> Exercise requirements:
Copy out all lines of the records in which the word "about" appears.

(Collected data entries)
::::
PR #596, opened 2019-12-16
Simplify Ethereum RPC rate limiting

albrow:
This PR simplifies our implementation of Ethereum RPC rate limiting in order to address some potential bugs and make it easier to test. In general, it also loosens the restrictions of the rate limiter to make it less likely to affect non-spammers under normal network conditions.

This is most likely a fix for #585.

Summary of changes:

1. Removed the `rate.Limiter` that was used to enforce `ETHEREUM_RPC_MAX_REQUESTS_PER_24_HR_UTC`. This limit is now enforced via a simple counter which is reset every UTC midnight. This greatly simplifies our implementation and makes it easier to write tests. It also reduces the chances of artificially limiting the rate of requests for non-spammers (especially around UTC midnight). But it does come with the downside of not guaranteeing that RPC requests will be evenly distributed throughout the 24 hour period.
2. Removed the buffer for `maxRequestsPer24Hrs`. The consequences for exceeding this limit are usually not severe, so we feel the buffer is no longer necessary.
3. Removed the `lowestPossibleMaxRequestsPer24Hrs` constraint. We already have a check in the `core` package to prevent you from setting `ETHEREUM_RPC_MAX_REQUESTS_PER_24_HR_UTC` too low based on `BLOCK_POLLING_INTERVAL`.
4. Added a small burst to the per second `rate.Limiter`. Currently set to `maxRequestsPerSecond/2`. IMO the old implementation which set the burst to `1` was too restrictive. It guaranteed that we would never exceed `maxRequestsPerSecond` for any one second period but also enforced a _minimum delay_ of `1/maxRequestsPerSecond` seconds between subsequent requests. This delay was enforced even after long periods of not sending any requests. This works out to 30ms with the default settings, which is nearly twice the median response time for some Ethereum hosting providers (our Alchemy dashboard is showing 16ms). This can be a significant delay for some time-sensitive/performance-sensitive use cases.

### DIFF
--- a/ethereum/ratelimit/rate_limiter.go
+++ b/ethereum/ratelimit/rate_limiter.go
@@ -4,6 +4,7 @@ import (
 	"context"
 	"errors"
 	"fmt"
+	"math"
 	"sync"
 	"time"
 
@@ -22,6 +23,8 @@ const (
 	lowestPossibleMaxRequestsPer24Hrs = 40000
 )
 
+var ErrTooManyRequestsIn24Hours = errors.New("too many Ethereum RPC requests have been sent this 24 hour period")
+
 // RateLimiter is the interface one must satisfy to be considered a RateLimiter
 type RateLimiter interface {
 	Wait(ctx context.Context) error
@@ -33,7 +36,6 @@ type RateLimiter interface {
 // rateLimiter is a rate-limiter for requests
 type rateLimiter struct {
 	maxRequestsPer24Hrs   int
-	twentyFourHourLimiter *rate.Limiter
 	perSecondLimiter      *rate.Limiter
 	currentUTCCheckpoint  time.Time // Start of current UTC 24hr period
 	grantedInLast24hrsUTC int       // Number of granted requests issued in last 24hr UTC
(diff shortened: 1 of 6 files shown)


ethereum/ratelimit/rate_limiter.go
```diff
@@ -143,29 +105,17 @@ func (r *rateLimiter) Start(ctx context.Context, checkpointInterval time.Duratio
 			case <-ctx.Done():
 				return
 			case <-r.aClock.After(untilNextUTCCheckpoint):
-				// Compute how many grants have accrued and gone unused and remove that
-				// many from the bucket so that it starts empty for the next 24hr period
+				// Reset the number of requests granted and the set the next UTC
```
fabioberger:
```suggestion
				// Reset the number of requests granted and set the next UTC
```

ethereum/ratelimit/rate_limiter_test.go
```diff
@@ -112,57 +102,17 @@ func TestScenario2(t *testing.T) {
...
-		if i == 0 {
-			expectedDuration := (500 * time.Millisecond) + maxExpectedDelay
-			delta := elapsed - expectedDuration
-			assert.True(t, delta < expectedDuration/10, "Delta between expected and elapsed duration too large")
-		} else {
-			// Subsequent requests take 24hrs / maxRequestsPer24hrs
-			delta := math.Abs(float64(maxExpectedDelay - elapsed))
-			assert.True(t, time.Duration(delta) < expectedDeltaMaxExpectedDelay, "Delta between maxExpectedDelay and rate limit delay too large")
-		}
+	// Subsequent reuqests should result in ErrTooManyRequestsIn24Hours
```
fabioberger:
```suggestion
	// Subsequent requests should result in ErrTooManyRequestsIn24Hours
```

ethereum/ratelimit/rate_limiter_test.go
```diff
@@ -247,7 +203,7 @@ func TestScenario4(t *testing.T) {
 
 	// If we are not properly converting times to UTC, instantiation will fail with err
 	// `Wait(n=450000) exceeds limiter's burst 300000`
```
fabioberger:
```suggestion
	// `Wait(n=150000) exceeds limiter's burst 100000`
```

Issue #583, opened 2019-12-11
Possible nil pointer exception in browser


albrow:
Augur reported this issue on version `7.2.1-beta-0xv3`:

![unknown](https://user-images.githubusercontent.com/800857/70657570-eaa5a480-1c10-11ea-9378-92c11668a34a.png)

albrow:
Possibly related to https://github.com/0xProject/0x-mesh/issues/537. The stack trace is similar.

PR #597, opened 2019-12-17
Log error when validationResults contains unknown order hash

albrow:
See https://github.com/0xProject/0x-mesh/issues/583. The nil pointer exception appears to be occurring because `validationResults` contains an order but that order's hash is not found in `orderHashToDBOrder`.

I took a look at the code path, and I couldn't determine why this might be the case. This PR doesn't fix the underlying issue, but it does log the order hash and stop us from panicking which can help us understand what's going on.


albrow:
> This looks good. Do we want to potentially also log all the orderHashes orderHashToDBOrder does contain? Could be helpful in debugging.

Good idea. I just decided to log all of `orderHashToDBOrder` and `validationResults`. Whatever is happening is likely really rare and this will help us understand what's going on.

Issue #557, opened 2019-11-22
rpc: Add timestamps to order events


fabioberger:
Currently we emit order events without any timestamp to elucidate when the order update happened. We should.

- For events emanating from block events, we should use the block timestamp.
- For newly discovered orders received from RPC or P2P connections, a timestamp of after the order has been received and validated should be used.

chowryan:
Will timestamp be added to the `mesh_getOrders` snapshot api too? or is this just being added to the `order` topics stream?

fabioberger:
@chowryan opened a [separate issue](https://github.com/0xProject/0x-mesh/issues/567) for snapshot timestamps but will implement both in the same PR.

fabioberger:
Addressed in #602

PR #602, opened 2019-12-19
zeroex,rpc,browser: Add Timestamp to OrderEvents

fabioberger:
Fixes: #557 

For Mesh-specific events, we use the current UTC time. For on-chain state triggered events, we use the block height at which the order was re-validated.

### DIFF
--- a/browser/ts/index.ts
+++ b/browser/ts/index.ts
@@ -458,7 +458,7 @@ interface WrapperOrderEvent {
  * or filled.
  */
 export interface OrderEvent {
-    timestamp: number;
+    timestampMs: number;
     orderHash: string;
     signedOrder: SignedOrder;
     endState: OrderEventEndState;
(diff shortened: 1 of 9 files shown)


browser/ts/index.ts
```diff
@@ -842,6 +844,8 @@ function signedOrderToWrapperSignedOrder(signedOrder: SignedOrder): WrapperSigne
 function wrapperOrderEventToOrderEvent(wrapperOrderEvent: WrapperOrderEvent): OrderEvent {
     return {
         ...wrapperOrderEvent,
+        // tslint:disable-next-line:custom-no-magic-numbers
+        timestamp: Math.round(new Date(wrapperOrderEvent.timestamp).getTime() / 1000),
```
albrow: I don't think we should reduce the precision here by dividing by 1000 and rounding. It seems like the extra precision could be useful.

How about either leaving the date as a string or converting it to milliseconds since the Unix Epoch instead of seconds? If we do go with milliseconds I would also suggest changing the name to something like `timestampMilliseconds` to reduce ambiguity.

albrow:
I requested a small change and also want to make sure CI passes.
::::
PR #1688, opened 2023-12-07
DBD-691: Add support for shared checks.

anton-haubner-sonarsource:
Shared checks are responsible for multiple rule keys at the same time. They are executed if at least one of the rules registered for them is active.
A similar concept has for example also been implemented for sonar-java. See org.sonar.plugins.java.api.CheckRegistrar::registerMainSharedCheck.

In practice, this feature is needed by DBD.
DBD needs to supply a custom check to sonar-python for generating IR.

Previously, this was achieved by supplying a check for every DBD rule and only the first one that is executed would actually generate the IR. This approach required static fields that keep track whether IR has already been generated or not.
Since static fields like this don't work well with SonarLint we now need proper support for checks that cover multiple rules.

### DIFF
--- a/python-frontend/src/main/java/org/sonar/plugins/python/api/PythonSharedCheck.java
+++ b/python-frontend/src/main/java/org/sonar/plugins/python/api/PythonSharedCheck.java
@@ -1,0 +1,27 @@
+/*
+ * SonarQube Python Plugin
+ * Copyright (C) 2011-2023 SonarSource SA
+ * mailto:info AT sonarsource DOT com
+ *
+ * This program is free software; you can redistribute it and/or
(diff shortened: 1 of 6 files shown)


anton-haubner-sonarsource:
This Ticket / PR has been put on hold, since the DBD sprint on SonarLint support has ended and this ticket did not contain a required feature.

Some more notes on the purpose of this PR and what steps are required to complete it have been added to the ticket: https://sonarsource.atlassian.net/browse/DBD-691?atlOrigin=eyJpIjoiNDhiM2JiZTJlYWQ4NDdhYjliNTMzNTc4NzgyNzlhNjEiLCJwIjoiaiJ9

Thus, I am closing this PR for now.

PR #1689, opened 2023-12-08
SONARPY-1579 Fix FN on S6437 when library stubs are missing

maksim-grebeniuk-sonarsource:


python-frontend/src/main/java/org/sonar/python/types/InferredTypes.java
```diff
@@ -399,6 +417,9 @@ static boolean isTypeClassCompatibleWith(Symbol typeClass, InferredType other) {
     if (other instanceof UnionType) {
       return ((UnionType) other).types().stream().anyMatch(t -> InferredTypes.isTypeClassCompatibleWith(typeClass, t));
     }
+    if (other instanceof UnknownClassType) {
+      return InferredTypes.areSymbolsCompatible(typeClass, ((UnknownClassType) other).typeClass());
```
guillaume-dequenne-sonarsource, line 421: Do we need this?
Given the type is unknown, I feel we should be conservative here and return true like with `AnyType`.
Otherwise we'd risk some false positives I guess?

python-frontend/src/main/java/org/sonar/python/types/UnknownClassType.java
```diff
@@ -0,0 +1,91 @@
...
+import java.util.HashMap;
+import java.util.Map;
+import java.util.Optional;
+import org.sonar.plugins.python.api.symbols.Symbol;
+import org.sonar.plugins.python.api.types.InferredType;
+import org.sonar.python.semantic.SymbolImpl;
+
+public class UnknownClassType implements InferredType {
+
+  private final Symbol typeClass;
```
::::
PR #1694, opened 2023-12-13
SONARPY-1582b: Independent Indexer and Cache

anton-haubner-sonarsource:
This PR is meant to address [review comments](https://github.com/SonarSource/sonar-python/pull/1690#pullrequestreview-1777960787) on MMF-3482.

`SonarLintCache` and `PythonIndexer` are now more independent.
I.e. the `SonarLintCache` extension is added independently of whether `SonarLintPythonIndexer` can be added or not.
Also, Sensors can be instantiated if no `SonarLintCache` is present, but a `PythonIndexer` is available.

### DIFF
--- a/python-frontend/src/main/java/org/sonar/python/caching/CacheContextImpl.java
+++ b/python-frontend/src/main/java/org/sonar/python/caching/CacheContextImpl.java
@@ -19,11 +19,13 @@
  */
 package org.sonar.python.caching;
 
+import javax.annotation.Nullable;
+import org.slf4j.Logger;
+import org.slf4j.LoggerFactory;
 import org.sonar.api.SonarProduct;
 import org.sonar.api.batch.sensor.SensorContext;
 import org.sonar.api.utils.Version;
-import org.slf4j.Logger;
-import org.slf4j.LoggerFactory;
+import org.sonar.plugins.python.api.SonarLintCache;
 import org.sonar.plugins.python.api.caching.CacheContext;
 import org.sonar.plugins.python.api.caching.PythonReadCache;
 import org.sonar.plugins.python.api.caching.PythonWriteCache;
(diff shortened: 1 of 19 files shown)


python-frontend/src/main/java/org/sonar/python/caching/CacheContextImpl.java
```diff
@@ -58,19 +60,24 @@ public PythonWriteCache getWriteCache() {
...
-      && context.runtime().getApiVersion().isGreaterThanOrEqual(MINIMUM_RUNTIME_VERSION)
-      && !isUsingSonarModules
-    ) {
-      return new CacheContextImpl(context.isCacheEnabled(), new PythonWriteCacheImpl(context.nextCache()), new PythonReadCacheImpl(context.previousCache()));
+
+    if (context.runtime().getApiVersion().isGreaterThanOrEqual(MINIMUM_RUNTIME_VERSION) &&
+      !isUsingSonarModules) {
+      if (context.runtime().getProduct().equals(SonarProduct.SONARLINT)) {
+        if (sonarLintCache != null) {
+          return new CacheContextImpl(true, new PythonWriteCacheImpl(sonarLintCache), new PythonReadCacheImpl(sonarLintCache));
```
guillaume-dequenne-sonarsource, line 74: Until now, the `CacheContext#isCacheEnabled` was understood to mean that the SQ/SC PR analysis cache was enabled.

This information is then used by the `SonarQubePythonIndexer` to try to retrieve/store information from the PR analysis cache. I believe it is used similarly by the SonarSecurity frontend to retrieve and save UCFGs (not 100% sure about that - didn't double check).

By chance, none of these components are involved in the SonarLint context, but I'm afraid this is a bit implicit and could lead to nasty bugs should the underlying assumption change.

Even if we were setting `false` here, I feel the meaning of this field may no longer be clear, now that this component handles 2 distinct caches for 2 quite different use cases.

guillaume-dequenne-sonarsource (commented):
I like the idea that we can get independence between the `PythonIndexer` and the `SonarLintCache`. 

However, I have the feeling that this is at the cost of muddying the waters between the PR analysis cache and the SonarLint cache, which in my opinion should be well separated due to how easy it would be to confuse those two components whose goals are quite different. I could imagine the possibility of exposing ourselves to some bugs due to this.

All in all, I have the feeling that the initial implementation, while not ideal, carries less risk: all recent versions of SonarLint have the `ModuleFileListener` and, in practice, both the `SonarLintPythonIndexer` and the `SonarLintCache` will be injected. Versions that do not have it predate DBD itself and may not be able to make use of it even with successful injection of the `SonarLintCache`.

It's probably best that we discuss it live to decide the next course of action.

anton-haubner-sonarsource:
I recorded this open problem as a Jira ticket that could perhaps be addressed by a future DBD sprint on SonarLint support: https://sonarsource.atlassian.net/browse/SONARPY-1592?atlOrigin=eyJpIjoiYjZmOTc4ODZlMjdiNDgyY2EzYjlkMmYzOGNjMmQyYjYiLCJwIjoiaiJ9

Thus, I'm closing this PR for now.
::::
> Your solution:
How about either leaving the date as a string or converting it to milliseconds since the Unix Epoch instead of seconds? If we do go with milliseconds I would also suggest changing the name to something like `timestampMilliseconds` to reduce ambiguity.
This information is then used by the `SonarQubePythonIndexer` to try to retrieve/store information from the PR analysis cache. I believe it is used similarly by the SonarSecurity frontend to retrieve and save UCFGs (not 100% sure about that - didn't double check).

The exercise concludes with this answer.